Мокрый песок скрипел под копытами коня Кара-Кумуча. Его люди в очередной раз вытаскивали из воды убиенного и показывали хану, но тот угрюмо шел вперед, считая про себя только их количество. Опутанный речными водорослями, запутавшийся в осоке, из воды выглядывал последний, десятый труп. Глянул на него Кара-Кумуч, и улыбка озарила его усталое суровое лицо. Впервые после смерти сестры улыбнулся он, потому что увидел своего поверженного врага. Но горько стало на душе хану, ибо видел он перед собой мертвого, не его рукой сраженного черного кама. Казалось, что в этот миг, Кара-Кумуч смотрел на него и не видел ничего, кроме улыбки своей сестры, которая как будто пришла к нему из прошлого…
Внезапно он очнулся. Гневом вспыхнуло лицо молодого половецкого хана. И тогда вспомнил он, до последнего слова вспомнил главную клятву в своей жизни. Страшный вопль раздался над рекой. Ужасен был этот крик. Застыла кровь в жилах у привыкших ко всему воинов, испуганно шарахнулись в сторону послушные половецкие кони. Вспомнил Кара-Кумуч как прошлый раз кричал над телом своей сестры, как обещал, что перережет глотку злобному черному Каму, что так и будет, что нет на свете нынче справедливости ни на земле, ни на небе… Пришло время исполнить свою клятву. Простер хан руку в сторону лежащего на песке Абаасы и повернул большой палец к верху. Тут же два воина подскочили и перевернули труп на спину, плеснули ему водой на лицо, смывая песок, и тогда увидел Кара-Кумуч ненавистный лик своего заклятого врага. Долго смотрел хан на мертвеца, затем, спешившись, наклонился над ним и коротким движением полоснул кинжалом по горлу черного кама. Хрустнул кадык, и кровь потекла из мертвого тела, окрашивая речной песок…
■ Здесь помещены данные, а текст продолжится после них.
PR #6956, opened 2020-05-12
upload id-set to GCS

anara123:
## Status
- [ ] In Progress
- [x] Ready

## Related Issues
related https://github.com/demisto/etc/issues/24216

## Description
Upload id_set.json to GCS. Making it publicly available.

### DIFF
--- a/Tests/Marketplace/upload_packs.py
+++ b/Tests/Marketplace/upload_packs.py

Близился конец приготовлений к похоронам. По древнему обычаю предков, тело покойной следовало предать огню. Только он один, всесильный владыка земли и небес, мог освободить и очистить человеческую душу от злых духов, которые в момент рождения вселяются в него с первым дыханием и находятся внутри него до последнего вздоха. Любой человек на земле должен уйти из этого мира таким же, как и пришел в него, чистым и непорочным.
Невыносимо больно было видеть Ата хану, как тело его единственной дочери станет пожирать огонь. Но что поделать, таков древний обычай, а, следовательно, так и должно быть. Пока готовили Ай-наазы в последний путь, за оградой ханского стана, на вершине высокого кургана, где так часто любил бывать мудрый хан, устанавливали высокий помост. Кроме умершей, туда же ляжет ее кобыла, несколько баранов и домашних птиц. Рядом с телом положат лучшую одежду, все девичьи украшения, которыми не успела налюбоваться Ай-наазы за свою недолгую жизнь. Снедь и одежда нужны для того, чтобы было с чем отправиться в заоблачный мир, что поесть, во что одеться. Души умерших предков ждут, и будут встречать усопшую. Для них предназначены жертвенные животные и птица. Под помостом до самого верха уложены просушенные на солнце дрова. Они лежат так, чтоб была хорошая тяга, чтобы сильней разгорелся костер, и его высокое пламя охватило разом помост с лежащим на нем телом Ай-наазы и всем тем, что отправится вместе с ней в потусторонний мир.
Едва успели рабы закончить свою работу, как толпа народу, провожающая в последний путь ханскую дочку, стала медленно подниматься по пологой стороне кургана. Впереди, на покрытых персидским ковром носилках, знатные воины рода, несли разукрашенное цветами тело покойной Ай-наазы. Вокруг помоста на цветастых коврах, лежали бурдюки с кумысом и разнообразная снедь. Все это должно быть съедено и выпито на многолюдной тризне. Проститься с Ай-наазы собрались не только ближайшие родственники, но и простой люд, который приехал по этому случаю из всех окрестных родовых кочевий и отдаленных пастбищ. Выразить соболезнование Ата хану приехали ханы других родов. В глубокой печали, склонив голову, шел за Кара-Кумучем и Мурта ханом Урус хан. Смерть Ай-наазы поразила людей своей необычностью и героизмом. Кто бы мог подумать, что в теле этой хрупкой девушки бьется сердце настоящего воина, что она явит миру такое мужество в борьбе за свою свободу, достоинство и честь! Отчаянная храбрость ханской дочери высоко вознесла ее в глазах всего народа.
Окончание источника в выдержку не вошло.